Work request: For the entries below, repeat exactly each line starting with the one that contains "client and DataDrivenChat." and going on through the one that contains "continue the conversation.", and no others.

☆ ☆ ☆ ☆ ☆ ☆ ☆

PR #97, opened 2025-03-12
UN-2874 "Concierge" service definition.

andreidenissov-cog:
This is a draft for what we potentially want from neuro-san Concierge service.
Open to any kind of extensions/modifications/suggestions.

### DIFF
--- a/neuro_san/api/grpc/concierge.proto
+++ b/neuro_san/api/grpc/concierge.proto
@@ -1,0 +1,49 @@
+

☆ ☆ ☆ ☆ ☆ ☆ ☆

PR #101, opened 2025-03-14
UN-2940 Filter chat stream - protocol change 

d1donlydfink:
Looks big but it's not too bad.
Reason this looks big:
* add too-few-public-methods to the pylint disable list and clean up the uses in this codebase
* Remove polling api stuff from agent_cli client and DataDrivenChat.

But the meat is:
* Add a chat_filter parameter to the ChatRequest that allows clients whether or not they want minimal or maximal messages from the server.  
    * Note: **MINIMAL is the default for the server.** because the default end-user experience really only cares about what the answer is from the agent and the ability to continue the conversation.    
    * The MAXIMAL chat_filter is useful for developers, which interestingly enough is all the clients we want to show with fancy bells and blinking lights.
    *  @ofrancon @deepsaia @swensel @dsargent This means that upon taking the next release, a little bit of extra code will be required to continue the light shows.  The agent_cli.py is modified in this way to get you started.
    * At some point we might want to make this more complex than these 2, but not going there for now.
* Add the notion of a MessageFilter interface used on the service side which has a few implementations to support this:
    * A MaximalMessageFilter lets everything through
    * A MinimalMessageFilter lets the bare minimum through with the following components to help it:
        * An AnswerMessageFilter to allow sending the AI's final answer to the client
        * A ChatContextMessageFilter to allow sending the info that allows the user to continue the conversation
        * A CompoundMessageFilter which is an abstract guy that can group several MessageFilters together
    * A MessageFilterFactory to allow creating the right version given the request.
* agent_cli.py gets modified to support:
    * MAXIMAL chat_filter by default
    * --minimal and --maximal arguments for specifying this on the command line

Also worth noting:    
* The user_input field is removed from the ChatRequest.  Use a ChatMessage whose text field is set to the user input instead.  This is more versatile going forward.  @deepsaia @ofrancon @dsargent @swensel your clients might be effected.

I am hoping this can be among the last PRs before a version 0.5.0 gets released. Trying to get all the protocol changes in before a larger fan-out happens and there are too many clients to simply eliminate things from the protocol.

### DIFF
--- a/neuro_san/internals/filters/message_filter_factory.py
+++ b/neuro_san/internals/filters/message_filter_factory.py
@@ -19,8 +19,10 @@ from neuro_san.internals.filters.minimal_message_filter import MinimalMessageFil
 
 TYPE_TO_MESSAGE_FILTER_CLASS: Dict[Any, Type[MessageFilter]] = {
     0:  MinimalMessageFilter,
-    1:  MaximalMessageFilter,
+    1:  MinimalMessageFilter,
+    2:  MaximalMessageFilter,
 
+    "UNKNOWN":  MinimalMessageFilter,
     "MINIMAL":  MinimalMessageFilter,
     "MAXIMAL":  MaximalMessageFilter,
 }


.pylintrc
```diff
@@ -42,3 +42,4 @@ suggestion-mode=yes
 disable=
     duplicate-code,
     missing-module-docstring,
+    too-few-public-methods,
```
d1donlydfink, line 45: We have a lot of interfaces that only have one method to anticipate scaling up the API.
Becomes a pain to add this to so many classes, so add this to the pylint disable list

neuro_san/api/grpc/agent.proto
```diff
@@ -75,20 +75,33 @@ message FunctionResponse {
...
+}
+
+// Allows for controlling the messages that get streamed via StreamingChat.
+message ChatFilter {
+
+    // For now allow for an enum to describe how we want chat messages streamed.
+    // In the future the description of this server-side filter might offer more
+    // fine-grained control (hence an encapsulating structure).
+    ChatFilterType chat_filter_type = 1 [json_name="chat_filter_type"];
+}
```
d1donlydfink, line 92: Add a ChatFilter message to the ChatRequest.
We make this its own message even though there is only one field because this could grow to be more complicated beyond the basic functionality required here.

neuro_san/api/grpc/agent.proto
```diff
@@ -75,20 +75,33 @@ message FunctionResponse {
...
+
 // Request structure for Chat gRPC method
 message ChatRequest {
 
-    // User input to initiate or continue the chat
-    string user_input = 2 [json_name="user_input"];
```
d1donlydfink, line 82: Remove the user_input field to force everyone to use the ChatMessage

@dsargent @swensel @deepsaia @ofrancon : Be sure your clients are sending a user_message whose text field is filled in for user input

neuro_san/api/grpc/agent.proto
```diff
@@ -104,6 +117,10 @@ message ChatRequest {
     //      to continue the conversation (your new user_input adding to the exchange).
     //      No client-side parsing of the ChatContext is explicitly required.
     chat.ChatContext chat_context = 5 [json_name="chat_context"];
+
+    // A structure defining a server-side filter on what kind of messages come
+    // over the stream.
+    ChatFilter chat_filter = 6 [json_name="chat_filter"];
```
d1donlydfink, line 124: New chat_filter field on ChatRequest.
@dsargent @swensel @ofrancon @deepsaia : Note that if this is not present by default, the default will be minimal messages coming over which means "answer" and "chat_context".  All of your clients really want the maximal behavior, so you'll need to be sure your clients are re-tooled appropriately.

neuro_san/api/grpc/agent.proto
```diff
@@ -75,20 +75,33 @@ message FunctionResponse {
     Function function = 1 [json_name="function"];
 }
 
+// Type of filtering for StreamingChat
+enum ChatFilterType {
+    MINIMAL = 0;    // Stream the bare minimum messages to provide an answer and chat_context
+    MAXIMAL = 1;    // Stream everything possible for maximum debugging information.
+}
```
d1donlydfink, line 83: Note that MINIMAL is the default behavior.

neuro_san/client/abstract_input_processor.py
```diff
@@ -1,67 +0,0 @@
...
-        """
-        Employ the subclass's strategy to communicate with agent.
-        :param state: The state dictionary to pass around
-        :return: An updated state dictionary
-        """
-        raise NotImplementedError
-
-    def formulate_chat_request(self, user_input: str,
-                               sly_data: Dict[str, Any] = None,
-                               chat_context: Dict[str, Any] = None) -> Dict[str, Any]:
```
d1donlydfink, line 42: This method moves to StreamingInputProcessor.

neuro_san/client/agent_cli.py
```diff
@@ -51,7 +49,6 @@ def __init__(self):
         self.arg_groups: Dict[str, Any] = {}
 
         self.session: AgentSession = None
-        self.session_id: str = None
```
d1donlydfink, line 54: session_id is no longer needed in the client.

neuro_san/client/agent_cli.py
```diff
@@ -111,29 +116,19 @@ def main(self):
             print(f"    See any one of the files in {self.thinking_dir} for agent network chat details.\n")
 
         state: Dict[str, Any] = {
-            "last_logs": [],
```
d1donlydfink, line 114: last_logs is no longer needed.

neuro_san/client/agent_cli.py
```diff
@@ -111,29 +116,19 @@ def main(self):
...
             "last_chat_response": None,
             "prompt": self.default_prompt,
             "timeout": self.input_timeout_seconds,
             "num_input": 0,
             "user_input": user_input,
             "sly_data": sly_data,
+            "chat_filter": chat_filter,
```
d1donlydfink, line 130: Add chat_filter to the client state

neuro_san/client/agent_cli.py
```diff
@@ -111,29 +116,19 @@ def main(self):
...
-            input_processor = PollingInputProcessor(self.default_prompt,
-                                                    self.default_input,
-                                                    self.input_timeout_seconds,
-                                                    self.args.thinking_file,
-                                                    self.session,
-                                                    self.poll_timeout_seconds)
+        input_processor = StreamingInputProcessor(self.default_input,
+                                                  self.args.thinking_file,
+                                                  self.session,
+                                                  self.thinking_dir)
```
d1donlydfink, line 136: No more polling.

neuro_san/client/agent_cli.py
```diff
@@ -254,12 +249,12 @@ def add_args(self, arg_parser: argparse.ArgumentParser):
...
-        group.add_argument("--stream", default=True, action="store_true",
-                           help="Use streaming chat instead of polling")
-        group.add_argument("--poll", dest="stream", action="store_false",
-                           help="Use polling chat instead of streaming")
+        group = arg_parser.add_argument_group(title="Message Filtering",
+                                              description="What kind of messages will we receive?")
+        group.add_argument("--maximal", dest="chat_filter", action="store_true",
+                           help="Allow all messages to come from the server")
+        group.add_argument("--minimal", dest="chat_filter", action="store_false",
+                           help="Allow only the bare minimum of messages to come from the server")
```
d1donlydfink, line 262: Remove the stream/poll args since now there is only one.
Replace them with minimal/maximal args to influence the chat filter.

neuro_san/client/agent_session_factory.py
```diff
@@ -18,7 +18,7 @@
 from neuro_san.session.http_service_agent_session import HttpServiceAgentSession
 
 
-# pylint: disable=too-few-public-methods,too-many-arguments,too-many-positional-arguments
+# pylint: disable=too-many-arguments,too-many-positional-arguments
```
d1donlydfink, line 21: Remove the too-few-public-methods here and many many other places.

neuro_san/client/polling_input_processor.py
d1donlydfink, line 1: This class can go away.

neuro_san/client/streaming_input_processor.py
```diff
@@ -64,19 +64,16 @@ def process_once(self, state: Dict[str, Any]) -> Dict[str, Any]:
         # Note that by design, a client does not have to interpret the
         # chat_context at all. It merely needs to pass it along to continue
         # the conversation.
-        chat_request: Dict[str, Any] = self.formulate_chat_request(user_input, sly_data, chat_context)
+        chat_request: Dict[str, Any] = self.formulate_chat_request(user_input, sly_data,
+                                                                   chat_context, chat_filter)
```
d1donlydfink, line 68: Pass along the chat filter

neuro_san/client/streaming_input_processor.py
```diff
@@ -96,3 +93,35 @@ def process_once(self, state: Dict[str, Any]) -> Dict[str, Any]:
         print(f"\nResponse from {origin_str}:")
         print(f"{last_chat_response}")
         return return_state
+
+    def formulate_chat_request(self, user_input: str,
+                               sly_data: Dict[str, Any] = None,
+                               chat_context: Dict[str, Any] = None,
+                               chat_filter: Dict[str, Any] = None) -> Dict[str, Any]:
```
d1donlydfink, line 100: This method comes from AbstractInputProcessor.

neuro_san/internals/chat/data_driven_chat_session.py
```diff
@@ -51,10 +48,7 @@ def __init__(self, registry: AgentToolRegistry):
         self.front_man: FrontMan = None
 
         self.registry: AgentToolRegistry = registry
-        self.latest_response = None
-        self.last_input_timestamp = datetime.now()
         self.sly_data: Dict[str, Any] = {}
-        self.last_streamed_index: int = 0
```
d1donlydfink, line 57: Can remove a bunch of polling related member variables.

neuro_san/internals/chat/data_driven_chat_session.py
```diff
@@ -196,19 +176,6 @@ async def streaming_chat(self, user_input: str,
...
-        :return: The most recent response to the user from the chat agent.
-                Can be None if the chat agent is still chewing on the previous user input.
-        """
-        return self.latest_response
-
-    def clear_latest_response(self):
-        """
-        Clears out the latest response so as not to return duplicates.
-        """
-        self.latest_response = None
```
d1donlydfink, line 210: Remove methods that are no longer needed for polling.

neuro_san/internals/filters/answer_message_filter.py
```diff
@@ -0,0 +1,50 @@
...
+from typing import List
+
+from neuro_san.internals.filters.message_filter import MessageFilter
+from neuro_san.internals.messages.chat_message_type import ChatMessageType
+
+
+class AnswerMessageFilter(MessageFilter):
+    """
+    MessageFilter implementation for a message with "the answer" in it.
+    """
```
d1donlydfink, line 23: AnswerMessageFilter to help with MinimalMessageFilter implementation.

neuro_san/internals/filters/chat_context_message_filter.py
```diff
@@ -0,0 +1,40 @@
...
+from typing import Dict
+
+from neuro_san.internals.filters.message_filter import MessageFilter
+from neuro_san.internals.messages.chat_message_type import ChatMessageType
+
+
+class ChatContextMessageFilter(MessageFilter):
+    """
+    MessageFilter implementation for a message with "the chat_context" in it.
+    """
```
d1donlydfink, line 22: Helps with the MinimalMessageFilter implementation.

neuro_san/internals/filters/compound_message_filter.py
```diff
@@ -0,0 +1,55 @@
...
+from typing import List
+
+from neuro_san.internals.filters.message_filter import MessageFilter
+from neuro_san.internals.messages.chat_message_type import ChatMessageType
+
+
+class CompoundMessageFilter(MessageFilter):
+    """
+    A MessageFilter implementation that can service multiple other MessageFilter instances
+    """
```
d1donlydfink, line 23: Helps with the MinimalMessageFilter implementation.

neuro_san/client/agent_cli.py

☆ ☆ ☆ ☆ ☆ ☆ ☆

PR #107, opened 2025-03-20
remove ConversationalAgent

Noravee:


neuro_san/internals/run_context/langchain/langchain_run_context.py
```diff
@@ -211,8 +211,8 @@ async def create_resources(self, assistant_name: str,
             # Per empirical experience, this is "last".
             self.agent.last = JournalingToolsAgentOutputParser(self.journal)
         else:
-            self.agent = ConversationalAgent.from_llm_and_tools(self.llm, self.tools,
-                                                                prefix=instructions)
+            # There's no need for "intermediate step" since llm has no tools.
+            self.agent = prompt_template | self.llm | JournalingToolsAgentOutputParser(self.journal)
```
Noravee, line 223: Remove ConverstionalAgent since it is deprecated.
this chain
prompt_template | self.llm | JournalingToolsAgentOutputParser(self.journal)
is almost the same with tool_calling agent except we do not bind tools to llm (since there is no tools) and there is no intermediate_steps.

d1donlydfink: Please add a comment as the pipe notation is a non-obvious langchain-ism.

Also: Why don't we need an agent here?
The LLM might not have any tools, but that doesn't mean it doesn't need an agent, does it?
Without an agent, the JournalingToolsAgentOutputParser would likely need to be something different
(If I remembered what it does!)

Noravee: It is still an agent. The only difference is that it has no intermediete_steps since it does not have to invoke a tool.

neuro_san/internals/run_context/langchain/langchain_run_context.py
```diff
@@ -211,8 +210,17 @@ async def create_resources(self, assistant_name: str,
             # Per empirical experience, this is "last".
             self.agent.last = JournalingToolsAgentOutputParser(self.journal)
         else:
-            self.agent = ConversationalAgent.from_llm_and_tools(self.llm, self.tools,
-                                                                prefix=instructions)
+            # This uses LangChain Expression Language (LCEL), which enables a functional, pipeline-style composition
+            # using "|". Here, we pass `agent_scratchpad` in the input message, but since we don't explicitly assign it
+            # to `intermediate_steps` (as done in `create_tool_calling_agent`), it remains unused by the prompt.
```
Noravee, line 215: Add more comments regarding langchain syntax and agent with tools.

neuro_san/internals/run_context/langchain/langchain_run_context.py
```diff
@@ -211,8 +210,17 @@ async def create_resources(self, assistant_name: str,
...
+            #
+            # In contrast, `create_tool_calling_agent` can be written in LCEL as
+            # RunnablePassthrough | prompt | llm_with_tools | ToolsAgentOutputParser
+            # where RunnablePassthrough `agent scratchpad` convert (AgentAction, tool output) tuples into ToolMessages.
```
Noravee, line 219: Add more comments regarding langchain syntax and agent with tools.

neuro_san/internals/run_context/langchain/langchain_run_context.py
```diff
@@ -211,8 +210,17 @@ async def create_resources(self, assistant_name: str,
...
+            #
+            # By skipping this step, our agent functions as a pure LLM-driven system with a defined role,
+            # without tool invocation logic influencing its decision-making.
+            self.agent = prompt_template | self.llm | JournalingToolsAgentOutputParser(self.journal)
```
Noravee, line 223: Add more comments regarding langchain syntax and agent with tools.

☆ ☆ ☆ ☆ ☆ ☆ ☆

Written answer:
* Remove polling api stuff from agent_cli client and DataDrivenChat.

But the meat is:
* Add a chat_filter parameter to the ChatRequest that allows clients whether or not they want minimal or maximal messages from the server.  
    * Note: **MINIMAL is the default for the server.** because the default end-user experience really only cares about what the answer is from the agent and the ability to continue the conversation.    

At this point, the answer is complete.